I feel cheated. I don’t get to feel that sweet baby’s kicks. I don’t get to have the excitement of the “big” ultrasound appointment. I don’t get to fight with Spencer over names. I don’t get to go through labor. I don’t get to see this child grow up with two big brothers and see how the dynamics of our family changes and adapts.
I feel at a loss. I haven’t had any real closure from losing my baby. When someone dies there is typically a funeral or memorial, but when someone miscarries there isn’t anything like that. I haven’t ever thought about it before and to any of my friends or family who has experienced this, I am sorry for not recognizing your loss. Spence and I are working through how we feel that we can get some sort of closure.

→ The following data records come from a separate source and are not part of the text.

PR #338, opened 2018-03-23
Added camera plugin with basic functionality

### LINKED ISSUE #154: Add public API to control camera outside of missions
For example, as an Action. Possibly better as a Camera plugin, complementing the Gimbal plugin.

julianoes:
~Depends on https://github.com/mavlink/mavlink/pull/872.~

Todos:
- [x] take photos, videos
- [x] docstrings
- [x] change mode
- [x] integration tests
- [x] clean up timeouts
- [x] integration tests for camera status and modes
- [ ] test against SITL (can follow later)
- [ ] add example (can follow later)
- [x] camera definition and settings
- [x] test against Yuneec E90
- [x] test against Yuneec E50
- [x] test against Yuneec ET

camera definition and settings inspired by https://github.com/mavlink/qgroundcontrol/blob/master/src/Camera/QGCCameraControl.cc.

Fixes #154.

### DIFF
--- a/appveyor.yml
+++ b/appveyor.yml
@@ -148,6 +148,7 @@ test_script:
       copy build\third_party\gtest\googlemock\Debug\gmockd.dll build\Debug\ &&
       copy build\plugins\mission\Debug\dronecore_mission.dll build\Debug\ &&
       copy build\plugins\mission\third_party\json11\Debug\json11.dll build\Debug\ &&
+      copy build\plugins\camera\Debug\dronecore_camera.dll build\Debug\ &&
       build\Debug\unit_tests_runner.exe
     ) else (
       copy build\third_party\gtest\googlemock\gtest\Release\gtest.dll build\Release\ &&
@@ -155,5 +156,6 @@ test_script:
       copy build\third_party\gtest\googlemock\Release\gmock.dll build\Release\ &&
       copy build\plugins\mission\Release\dronecore_mission.dll build\Release\ &&
       copy build\plugins\mission\third_party\json11\Release\json11.dll build\Release\ &&
+      copy build\plugins\camera\Release\dronecore_camera.dll build\Release\ &&
       build\Release\unit_tests_runner.exe
     )
--- a/appveyor.yml
+++ b/appveyor.yml
@@ -149,6 +149,7 @@ test_script:
       copy build\plugins\mission\Debug\dronecore_mission.dll build\Debug\ &&
       copy build\plugins\mission\third_party\json11\Debug\json11.dll build\Debug\ &&
       copy build\plugins\camera\Debug\dronecore_camera.dll build\Debug\ &&
+      copy build\third_party\tinyxml2\Debug\tinyxml2d.dll build\Debug\ &&
       build\Debug\unit_tests_runner.exe
     ) else (
       copy build\third_party\gtest\googlemock\gtest\Release\gtest.dll build\Release\ &&
@@ -157,5 +158,6 @@ test_script:
       copy build\plugins\mission\Release\dronecore_mission.dll build\Release\ &&
       copy build\plugins\mission\third_party\json11\Release\json11.dll build\Release\ &&
       copy build\plugins\camera\Release\dronecore_camera.dll build\Release\ &&
+      copy build\third_party\tinyxml2\Release\tinyxml2.dll build\Release\ &&
       build\Release\unit_tests_runner.exe
     )
--- a/appveyor.yml
+++ b/appveyor.yml
@@ -33,7 +33,7 @@ clone_folder: C:\dronecore
 before_build:
 
   - cd C:\dronecore
-  - git submodule update --init --recursive --depth 20
+  - git submodule update --init --recursive --depth 100
   - cd C:\
   - appveyor DownloadFile https://curl.haxx.se/download/curl-7.56.1.zip
   - 7z x -y curl-7.56.1.zip
--- a/cmake/compiler_flags.cmake
+++ b/cmake/compiler_flags.cmake
@@ -35,11 +35,10 @@ else()
 endif()
 
 if(APPLE)
-    # We need a define if on APPLE
     add_definitions("-DAPPLE")
 endif()
 
-# Add DEBUG define for Debug target
+# Add DEBUG define for Debug target because that is not done automatically.
 set(CMAKE_CXX_FLAGS_DEBUG "${CMAKE_CXX_FLAGS_DEBUG} -DDEBUG")
 
 set(CMAKE_CXX_FLAGS_COVERAGE "${CMAKE_CXX_FLAGS_COVERAGE} --coverage")
--- a/cmake/compiler_flags.cmake
+++ b/cmake/compiler_flags.cmake
@@ -29,6 +29,9 @@ else()
     elseif(CMAKE_CXX_COMPILER_ID STREQUAL "AppleClang")
         set(warnings "${warnings} -Wno-missing-braces -Wno-unused-parameter")
     endif()
+
+    # Otherwise tinyxml2 complains.
+    set(warnings "${warnings} -Wno-old-style-cast")
 endif()
 
 if(APPLE)
@@ -42,6 +45,3 @@ set(CMAKE_CXX_FLAGS_DEBUG "${CMAKE_CXX_FLAGS_DEBUG} -DDEBUG")
 set(CMAKE_CXX_FLAGS_COVERAGE "${CMAKE_CXX_FLAGS_COVERAGE} --coverage")
 set(CMAKE_EXE_LINKER_FLAGS_COVERAGE "${CMAKE_EXE_LINKER_FLAGS_COVERAGE} --coverage")
 set(CMAKE_LINKER_FLAGS_COVERAGE "${CMAKE_LINKER_FLAGS_COVERAGE} --coverage")
-
-# Otherwise tinyxml2 complains.
-set(warnings "${warnings} -Wno-old-style-cast")
--- a/core/call_every_handler.cpp
+++ b/core/call_every_handler.cpp
@@ -57,6 +57,7 @@ void CallEveryHandler::remove(const void *cookie)
     auto it = _entries.find(const_cast<void *>(cookie));
     if (it != _entries.end()) {
         _entries.erase(const_cast<void *>(cookie));
+        _iterator_invalidated = true;
     }
 }
 
@@ -80,6 +81,13 @@ void CallEveryHandler::run_once()
                 callback();
                 _entries_mutex.lock();
             }
+        }
+
+        // We leave the loop.
+        // FIXME: there should be a nicer way to do this.
+        if (_iterator_invalidated) {
+            _iterator_invalidated = false;
+            break;
         }
     }
     _entries_mutex.unlock();
--- a/integration_tests/camera_mode.cpp
+++ b/integration_tests/camera_mode.cpp
@@ -16,11 +16,11 @@ TEST(CameraTest, ChangeMode)
     ConnectionResult ret = dc.add_udp_connection();
     ASSERT_EQ(ret, ConnectionResult::SUCCESS);
 
-    // Wait for device to connect via heartbeat.
+    // Wait for system to connect via heartbeat.
     std::this_thread::sleep_for(std::chrono::seconds(2));
 
-    Device &device = dc.device();
-    auto camera = std::make_shared<Camera>(device);
+    System &system = dc.system();
+    auto camera = std::make_shared<Camera>(system);
 
     set_mode(camera, Camera::Mode::PHOTO);
     std::this_thread::sleep_for(std::chrono::seconds(2));
--- a/integration_tests/camera_mode.cpp
+++ b/integration_tests/camera_mode.cpp
@@ -3,6 +3,7 @@
 #include "integration_test_helper.h"
 #include "global_include.h"
 #include "dronecore.h"
+#include "system.h"
 #include "camera_test_helpers.h"
 
 
@@ -20,6 +21,7 @@ TEST(CameraTest, ChangeMode)
     std::this_thread::sleep_for(std::chrono::seconds(2));
 
     System &system = dc.system();
+    ASSERT_TRUE(system.has_camera());
     auto camera = std::make_shared<Camera>(system);
 
     set_mode(camera, Camera::Mode::PHOTO);
--- a/integration_tests/camera_settings.cpp
+++ b/integration_tests/camera_settings.cpp
@@ -12,6 +12,8 @@ using namespace std::placeholders; // for `_1`
 
 // To run specific tests for Yuneec cameras.
 const static bool is_e90 = false;
+const static bool is_e50 = false;
+const static bool is_et = false;
 
 TEST(CameraTest, ShowSettingsAndOptions)
 {
@@ -27,50 +29,65 @@ TEST(CameraTest, ShowSettingsAndOptions)
     ASSERT_TRUE(system.has_camera());
     auto camera = std::make_shared<Camera>(system);
 
-
     // Wait for download to happen.
     std::this_thread::sleep_for(std::chrono::seconds(2));
 
-    // Set to photo mode
-    set_mode(camera, Camera::Mode::PHOTO);
+    if (is_e90 || is_e50 || is_et) {
+        // Set to photo mode
+        set_mode(camera, Camera::Mode::PHOTO);
 
-    std::vector<std::string> settings;
-    EXPECT_TRUE(camera->get_possible_settings(settings));
+        std::vector<std::string> settings;
+        EXPECT_TRUE(camera->get_possible_settings(settings));
 
-    LogDebug() << "Possible settings in photo mode: ";
-    for (auto setting : settings) {
-        LogDebug() << "-" << setting;
-    }
+        LogDebug() << "Possible settings in photo mode: ";
+        for (auto setting : settings) {
+            LogDebug() << "-" << setting;
+        }
 
-    if (is_e90) {
-        EXPECT_EQ(settings.size(), 9);
-    }
+        if (is_e90) {
+            EXPECT_EQ(settings.size(), 9);
+        } else if (is_e50) {
+            EXPECT_EQ(settings.size(), 6);
+        } else if (is_et) {
+            EXPECT_EQ(settings.size(), 5);
+        }
 
-    set_mode(camera, Camera::Mode::VIDEO);
+        set_mode(camera, Camera::Mode::VIDEO);
 
-    std::this_thread::sleep_for(std::chrono::seconds(2));
+        std::this_thread::sleep_for(std::chrono::seconds(2));
 
-    EXPECT_TRUE(camera->get_possible_settings(settings));
+        EXPECT_TRUE(camera->get_possible_settings(settings));
 
-    LogDebug() << "Possible settings in video mode: ";
-    for (auto setting : settings) {
-        LogDebug() << "-" << setting;
-    }
+        LogDebug() << "Possible settings in video mode: ";
+        for (auto setting : settings) {
+            LogDebug() << "-" << setting;
+        }
 
-    if (is_e90) {
-        EXPECT_EQ(settings.size(), 6);
-    }
+        if (is_e90) {
+            EXPECT_EQ(settings.size(), 6);
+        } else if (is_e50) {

I feel blessed. While I wouldn’t wish this on anyone and I am not enjoying going through this, I am learning so much about God. It hurts when God is shaping His children, but I have already been able to see things I can learn from my baby. I have been reminded of the fact that this world is temporary. I have been reminded that our God is good and He doesn’t make mistakes. We have been shown so much love from our friends and families through this experience. Thank you to everyone who continues to pray and shower us with love. I truly do not have words to express our gratitude.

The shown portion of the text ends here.